There were no Colonel Jessups among them; not one of them would have assumed a godlike role in the performance of their duties. It was their appreciation of their own mortality and the mortality of those they served that defined them. I saw much the same in Deputy Assistant Secretary George Kent, sitting patiently next to Ambassador Taylor, ready to take the arrows fired from the Committee’s Republicans.

Which brings me to the sorry motives and methods of the Republicans on the Committee and elsewhere throughout the Capitol and Capital CIty. As if infected by the madness of would-be-King Donald, they are prostrating themselves at his feet, bowing and scraping, as he calls for nothing less than the heads of those innocent federal employees who dare call out Trumpus-Tyrannus for his overt and divisive profligacy.

For three years, Americans have endured the cold, mean-spirited, rudderless reign of Trump. For three years, the Republican party has marched in lock-step to Trump’s disgraceful drumbeat of dastardly disingenuity.

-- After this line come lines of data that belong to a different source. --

PR #5425, opened 2025-08-08
add test to picmi Gauss laser

PrometheusPi:
The added test checks that `propagation_direction` connects `centroid_position` and `focus_position`.


lib/python/picongpu/picmi/gaussian_laser.py
```diff
@@ -29,6 +29,17 @@ def scalarProduct(self, a: typing.List[float], b: typing.List[float]) -> float:
...
+        assert len(a) == len(b) == 3, "the cross product is only defined for 3d vectors"
+        return [a[1] * b[2] - a[2] * b[1], a[2] * b[0] - a[0] * b[2], a[0] * b[1] - a[1] * b[0]]
+
+    def difference(self, a: typing.List[float], b: typing.List[float]) -> typing.List[float]:
+        assert len(a) == len(b), "the difference between two vectors is only defined if they have the same length"
+        result = []
+        for i in range(len(a)):
+            result.append(a[i] - b[i])
+        return result
+
```
BrianMarre, line 42: implementing these here is okay for now, but since we decided to make scipy a dependency I would argue for just adding numpy as a dependency and use its cross product implementation.
And I know I implemented the scalar product above these lines, but at that time we still wanted to keep to native python libraries and I therefore avoided using numpy.

BrianMarre (changes requested):
CI is unhappy, probably the test failing is outdated.

chillenzer (approved):

PR #5426, opened 2025-08-08
add Lehe solver to picmi

PrometheusPi:
This PR adds the Lehe solver to PICMI. Since the cfl condition is the same as for Yee, it reuses the cfl check.


lib/python/picongpu/picmi/solver.py
```diff
@@ -22,6 +22,7 @@ class ElectromagneticSolver(picmistandard.PICMI_ElectromagneticSolver):
     def get_as_pypicongpu(self) -> solver.Solver:
         solver_by_method = {
             "Yee": solver.YeeSolver(),
+            "Lehe": solver.LeheSolver(),
         }
```
BrianMarre: that is an old style, @chillenzer built a self registration mechanism for the density profiles to avoid explicit book keeping such as this.

I am open to keep it as is in this PR for better reviewability, but you then should implement it in a follow up PR, soon.

*EDIT: Chillenzer pointed out the mechanism I meant is actually not powerful enough, we need to both get a list of names and get the PyPIConGPU type to translate to, I forgot the latter part. Therefore a future refactor is required to avoid the explicit book keeping.*

See here https://github.com/ComputationalRadiationPhysics/picongpu/blob/3984864197804347f7661f9ab1fbcae045bacdb7/lib/python/picongpu/pypicongpu/rendering/renderedobject.py#L261-L323

lib/python/picongpu/pypicongpu/solver.py
```diff
@@ -33,3 +33,18 @@ def _get_serialized(self) -> dict:
...
+    Lehe solver as defined by PIConGPU
+
+    note: has no parameters
+    """
+
+    def _get_serialized(self) -> dict:
+        # @todo + "<>" needs to be fixed later
+        return {
+            "name": "Lehe" + "<>",
+        }
```
BrianMarre: Okay, I know PICMI does not follow that convention always, but we should strive to always have only one class per file.
Makes getting an overview much easier

BrianMarre (changes requested):
Looks good, but lacks tests that the Lehe solver is actually useable. Please provide at least the basic test that the Lehe solver may be used in configuring a simulation.

lib/python/picongpu/picmi/solver.py
PrometheusPi: Okay - I would go for let's keep it for consistency reasons and as soon as this PR is merged I will update to the new style.
@BrianMarre Could you provide an example of this new style of self registration mechanism?

lib/python/picongpu/pypicongpu/solver.py
PrometheusPi: Fine with that

lib/python/picongpu/picmi/simulation.py
```diff
@@ -107,7 +107,11 @@ def __init__(
 
         # additional PICMI stuff checks, @todo move to picmistandard, Brian Marre, 2024
         ## throw if both cfl & delta_t are set
-        if self.solver is not None and "Yee" == self.solver.method and isinstance(self.solver.grid, Cartesian3DGrid):
+        if (
+            self.solver is not None
+            and self.solver.method in ["Yee", "Lehe"]
```
chillenzer, line 112: Introduce a named constant for this
```suggestion
            and self.solver.method in SOLVERS_WITH_YEELIKE_CFL_CONDITION
```
and also use it further below for the same list.

lib/python/picongpu/picmi/solver.py
```diff
@@ -30,8 +31,8 @@ def get_as_pypicongpu(self) -> solver.Solver:
         # todo: stencil order, cfl
         util.unsupported("stencil order", self.stencil_order)
         util.unsupported("field smoother", self.field_smoother)
-        if self.method != "Yee":
-            # for yee the cfl will be respected -- this behavior is coordinated
+        if self.method != "Yee" and self.method != "Lehe":
```
chillenzer, line 34: Another place to use your freshly named constant.

lib/python/picongpu/picmi/solver.py
chillenzer: That's not quite correct. I was targetting the other end of the PyPIConGPU layer (generating the rendering context). A `SelfRegisteringRenderedObject` does register its own name in [this list](https://github.com/ComputationalRadiationPhysics/picongpu/blob/9c4eab95563ff8daba9083c6a177a3660c89c4da/lib/python/picongpu/pypicongpu/rendering/renderedobject.py#L241) and one could potentially extend this to become a dictionary that contains the corresponding type. $^1$ In that case, one could theoretically use it for your purpose of instantiating the correct class from its self-registered name but that's beyond the scope of the current `SelfRegisteringRenderedObject`. It would also couple our low-level implementation detail of what name we use in the rendering context to the public interface of PICMI.

$^1$ I haven't checked this actually. There's a lot of details about instantiation order and stuff like that, so I wouldn't make any promises without a detailed study.

chillenzer (dismissed):
It's actually fine with me. If you want to touch anything about this, I'll leave this open for a bit but there's no urgently needed changes.

lib/python/picongpu/picmi/solver.py
BrianMarre: You first define a `BaseClass` that inherits from `SelfRegisteringRenderedObject` instead of `RenderedObject`.
This then defines a category and every `SubClass` that inherits from that `BaseClass` will be automatically added to that category. Each `Subclass` needs to define a name as an attribute called `_name` and the list of sub classes in the category will then be available as attribute `_names` in `BaseClass` and `SubClass`

```python
class Solver(SelfRegisteringRenderedObject):
  pass

class Yee(Solver):
  _name = "yee"

class Lehe(Solver):
  _name = "lehe"

Lehe()._names == ["lehe", "yee"]
```

chillenzer: Let's talk this over in the office tomorrow.

BrianMarre:
@chillenzer you are right, I forgot that we are using it for the translation here, well then we keep the manual book keeping for now.

PrometheusPi:
Since @BrianMarre wants some more features and I want to split "add Lehe feature" and "clean up file structure". I put this PR as draft.

PrometheusPi:
I will push two pull requests:
 - one with the field solver file splitting (refactoring)
 - one with adding the Lehe solver (addition)
and thus close this PR

PR #5429, opened 2025-08-12
separate picmi default and yee solver into two files

PrometheusPi:
This pull request is part of the split approach after closing #5426.
It separates the field solvers into different files (which will be later more useful when adding more field solvers such as Lehe)


BrianMarre (approved):
Should work

chillenzer (approved):

PR #5432, opened 2025-08-13
fix pypicongpu translation of ADK linear polarization

PrometheusPi:
Currently, the picmi ADK ionization model for linearly polarized lasers is translated wrongly by pypicongpu resulting in a compile error when building PIConGPU. 
The C++ name should change  `ADKLinearPol` -> `ADKLinPol`.
This also points to the fact that this is not tested.


BrianMarre (approved):
Good Catch

ikbuibui (approved):

PR #5433, opened 2025-08-13
change LWFA example laser to linear polarized

PrometheusPi:
This pull request just changes:
 - the laser polarization from circular to linear
 - the ADK model from circular to linear
 
 since the more common use case is a linear-polarized laser. 
 This should help avoid wrong setups based on this example.


ikbuibui (dismissed):

BrianMarre:
@PrometheusPi please also update the PICMI example to ensure it matches the LWFA example

chillenzer (changes requested):
Just to make it explcit. I think it would be a good idea to adjust the PICMI example as well.

PrometheusPi:
I updated the picmi lwfa example

chillenzer (approved):

PrometheusPi:
@ikbuibui I rebased against the current `dev` - hopefully the CI passes now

Now the court of public opinion is in session, and through the impeachment process, we will see a truth emerge and prevail. It will be an inescapable truth, one that already has Trump squirming away from the witness seat. 

Mr. Trump, you may try to deceive others into believing that some self-twisted version of the truth will see you through this trial, but let me assure you: a very different truth is rising around you. You are no hubris-driven tragic hero who will be cut down by the gods. You are just a tragic figure, a small mortal sadly unaware of the smallness of his mortality and the bleakness of his soul. You will not be able to handle this truth.